The horizontal component of velocity remains constant during projectile motion, and radius of curvature can be calculated using the formula $R = \dfrac{{{v^2}}}{{{a_n}}}$, where v denotes speed of the particle and an denotes component of acceleration perpendicular to the velocity.

Complete step by step solution:
Assuming that the particle is moving with speed v when it makes angle $\dfrac{\theta }{2}$ with the horizontal. We can say that the horizontal speed of the particle will be $v\operatorname{Cos} \dfrac{\theta }{2}$.

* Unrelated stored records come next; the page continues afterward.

PR #189, opened 2023-11-14
Allow envelopes to be decrypted but not decoded

nakajima:
This will give us flexibility to handle more content types in React Native without double decoding.


langer:
Extremely off-topic comment here but just cool and vaguely mind-blowing to open Github and randomly see an old NYC friend and an Instagram friend in conversation on a pull request.

PR #193, opened 2023-11-24
Bump the pod

nplasterer:
The pod spec is failing with `[!] Unable to accept duplicate entry for: XMTP (0.6.8-alpha0)`

https://github.com/xmtp/xmtp-ios/actions/runs/6982329393

Needed so we can fix this https://github.com/xmtp/xmtp-react-native/issues/153


kele-leanes (approved):
LGTM

PR #194, opened 2023-11-25
Removing conversations that contain a no valid topic

giovasdistillery:
### Expectations
- Adding a filter to not show conversations that contain no valid topics
- The filter for now is allowing topics with no special characters

### DIFF
--- a/Sources/XMTP/Conversations.swift
+++ b/Sources/XMTP/Conversations.swift
@@ -248,9 +248,8 @@ public actor Conversations {
     public func isValidTopic(topic: String) -> Bool {
         let regex = "^[\\x00-\\x7F]+$"
         let initialIndex = String.Index(utf16Offset: 8, in: topic)
-        let finalIndex = topic.lastIndex(of: "/")
-        if finalIndex != nil {
-            let unwrappedTopic = String(topic[initialIndex..<finalIndex!])
+        if let finalIndex = topic.lastIndex(of: "/") { 
+            let unwrappedTopic = String(topic[initialIndex..<finalIndex])
             let indices = unwrappedTopic.startIndex..<unwrappedTopic.endIndex
             let resultMatch = unwrappedTopic.range(of: regex, options: .regularExpression)
             return indices == resultMatch
--- a/Sources/XMTP/Conversations.swift
+++ b/Sources/XMTP/Conversations.swift
@@ -236,13 +236,26 @@ public actor Conversations {
         }
 
         newConversations
-            .filter { $0.peerAddress != client.address }
+            .filter { $0.peerAddress != client.address && isValidTopic(topic: $0.topic) }
             .forEach { conversationsByTopic[$0.topic] = $0 }
 
         // TODO(perf): use DB to persist + sort
         return conversationsByTopic.values.sorted { a, b in
             a.createdAt < b.createdAt
         }
+    }
+    
+    public func isValidTopic(topic: String) -> Bool {
+        let regex = "^[\\x00-\\x7F]+$"
+        let initialIndex = String.Index(utf16Offset: 8, in: topic)
+        let finalIndex = topic.lastIndex(of: "/")
+        if finalIndex != nil {
+            let unwrappedTopic = String(topic[initialIndex..<finalIndex!])
+            let indices = unwrappedTopic.startIndex..<unwrappedTopic.endIndex
+            let resultMatch = unwrappedTopic.range(of: regex, options: .regularExpression)
+            return indices == resultMatch
+        }
+        return false
     }
 
     private func listIntroductionPeers(pagination: Pagination?) async throws -> [String: Date] {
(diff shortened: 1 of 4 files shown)


Sources/XMTP/Conversations.swift
```diff
@@ -236,14 +236,27 @@ public actor Conversations {
...
+    public func isValidTopic(topic: String) -> Bool {
+        let regex = "^[\\x00-\\x7F]+$"
+        let initialIndex = String.Index(utf16Offset: 8, in: topic)
+        let finalIndex = topic.lastIndex(of: "/")
+        if finalIndex != nil {
+            let unwrappedTopic = String(topic[initialIndex..<finalIndex!])
+            let indices = unwrappedTopic.startIndex..<unwrappedTopic.endIndex
+            let resultMatch = unwrappedTopic.range(of: regex, options: .regularExpression)
+            return indices == resultMatch
+        }
```
nplasterer, line 257: I think this is why the linter is failing with `error: Force Unwrapping Violation: Force unwrapping should be avoided (force_unwrapping)` I also don't think this is the most swifty way to do this but @nakajima might now better.

```suggestion
        if let finalIndex = topic.lastIndex(of: "/") { 
            let unwrappedTopic = String(topic[initialIndex..<finalIndex])
            let indices = unwrappedTopic.startIndex..<unwrappedTopic.endIndex
            let resultMatch = unwrappedTopic.range(of: regex, options: .regularExpression)
            return indices == resultMatch
        }
```

nplasterer (commented):
Do you mind bumping the podfile like what I did here: https://github.com/xmtp/xmtp-ios/pull/193 so we can get these changes into react native as well.

Also looks like a legit lint error.

Sources/XMTP/Conversations.swift
```diff
@@ -236,14 +236,26 @@ public actor Conversations {
...
+    public func isValidTopic(topic: String) -> Bool {
+        let regex = "^[\\x00-\\x7F]+$"
+        let initialIndex = String.Index(utf16Offset: 8, in: topic)
+        if let finalIndex = topic.lastIndex(of: "/") { 
+            let unwrappedTopic = String(topic[initialIndex..<finalIndex])
+            let indices = unwrappedTopic.startIndex..<unwrappedTopic.endIndex
+            let resultMatch = unwrappedTopic.range(of: regex, options: .regularExpression)
+            return indices == resultMatch
+        }
+        return false
```
nakajima, line 257: Could we maybe just check to see if the string is all valid ASCII? Something like this:

```suggestion
        topic.allSatisfy(\.isASCII)
```

Also, it might make more sense to make the validation a static func on `Topic`?

Tests/XMTPTests/ConversationsTest.swift
```diff
@@ -78,4 +78,64 @@ class ConversationsTests: XCTestCase {
...
+        
+        // Creation of all known types of topics
+        let privateStore = Topic.userPrivateStoreKeyBundle(validId).description
+        let contact = Topic.contact(validId).description
+        let userIntro = Topic.userIntro(validId).description
+        let userInvite = Topic.userInvite(validId).description
+        let directMessageV1 = Topic.directMessageV1(validId, "sd").description
+        let directMessageV2 = Topic.directMessageV2(validId).description
+        let preferenceList = Topic.preferenceList(validId).description
+        let conversations = fixtures.bobClient.conversations
```
nakajima, line 94: If we moved `isValidTopic` to `Topic` then we wouldn't need to bring in fixtures or deal with awaits below.

Tests/XMTPTests/ConversationsTest.swift
```diff
@@ -78,4 +78,64 @@ class ConversationsTests: XCTestCase {
...
+        // check if validation of topics accepts all types
+        Task(priority: .userInitiated) {
+            let resultPrivateStore = await conversations.isValidTopic(topic: privateStore)
+            let resultContact = await conversations.isValidTopic(topic: contact)
+            let resultUserIntro = await conversations.isValidTopic(topic: userIntro)
+            let resultUserInvite = await conversations.isValidTopic(topic: userInvite)
+            let resultDirectMessageV1 = await conversations.isValidTopic(topic: directMessageV1)
+            let resultDirectMessageV2 = await conversations.isValidTopic(topic: directMessageV2)
+            let resultPreferenceList = await conversations.isValidTopic(topic: preferenceList)
+            XCTAssertTrue(
```
nakajima, line 105: Could be nice to have separate assertions in case one of these fails but I don't feel super strong about that.

Sources/XMTP/Messages/Topic.swift
```diff
@@ -39,4 +39,8 @@ public enum Topic {
 	private func wrap(_ value: String) -> String {
 		"/xmtp/0/\(value)/proto"
 	}
+    
+    static func isValidTopic(topic: String) -> Bool {
+        return topic.allSatisfy(\.isASCII)
```
rygine, line 44: also [commented](https://github.com/xmtp/xmtp-android/pull/141#discussion_r1408655561) on the Android PR on this. do we want to allow characters 0-32 in topics?

PR #196, opened 2023-11-27
Add more decrypted message functions

nakajima:
In React Native we need more access to decrypted messages that aren't necessarily decoded. This exposes DecyptedMessage in more places.

### DIFF
--- a/Sources/XMTP/Conversations.swift
+++ b/Sources/XMTP/Conversations.swift
@@ -135,6 +135,46 @@ public actor Conversations {
 		}
 	}
 
+	public func streamAllDecryptedMessages() async throws -> AsyncThrowingStream<DecryptedMessage, Error> {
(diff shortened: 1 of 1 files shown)


Sources/XMTP/Conversations.swift
```diff
@@ -1,321 +1,392 @@
...
+							print("discarding message, unable to decode \(envelope)")
+							return nil
+						}
+					}
+				}
+		}
+		return messages
+	}
+
+	public func listBatchDecryptedMessages(topics: [String: Pagination?]) async throws -> [DecryptedMessage] {
```
nplasterer, line 67: Might be worth writing tests for these new functions.

nplasterer (approved):
You'll probably need to bump the pod file again because it was already released.

PR #199, opened 2023-11-27
Fix example app

nakajima:
I just removed and re-added the XMTP dep inside Xcode and it seemed to work?


nplasterer (approved):

daria-github (approved):
Example app works great now, thanks for making the fix!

Since the particle was thrown with speed u at angle $\theta$, the initial horizontal velocity of the particle is $u\operatorname{Cos} \theta$
Since the horizontal velocity remains constant
$v\operatorname{Cos} \dfrac{\theta }{2} = u\operatorname{Cos} \theta$
From the above equation, we can calculate v
$v = \dfrac{{u\operatorname{Cos} \theta }}{{\operatorname{Cos} \dfrac{\theta }{2}}}$

Since the only force acting on the particle is weight. It has acceleration g in the downward direction, the component of g perpendicular to velocity v will be $g\operatorname{Cos} \dfrac{\theta }{2}$ , hence ${a_n} = g\operatorname{Cos} \dfrac{\theta }{2}$
Using the formula for radius of curvature
$R = \dfrac{{{v^2}}}{{{a_n}}}$,

And substituting the values of v and an, we get :
R = \dfrac{{{{\left\\{ {\dfrac{{u\operatorname{Cos} \theta }}{{\operatorname{Cos} \dfrac{\theta }{2}}}} \right\\}}^2}}}{{g\operatorname{Cos} \dfrac{\theta }{2}}}
$R = \dfrac{{{u^2}{{\operatorname{Cos} }^2}\theta }}{{g{{\operatorname{Cos} }^3}\dfrac{\theta }{2}}}$

Note: Before attempting to solve the problem, the student needs to be able to understand concepts of radius of curvature and the concepts of projectile motion. Generally students focus on formulas of projectile motion without diving into the basics. While calculating the radius of curvature, one must always remember that the acceleration in the denominator is the component of acceleration perpendicular to net velocity.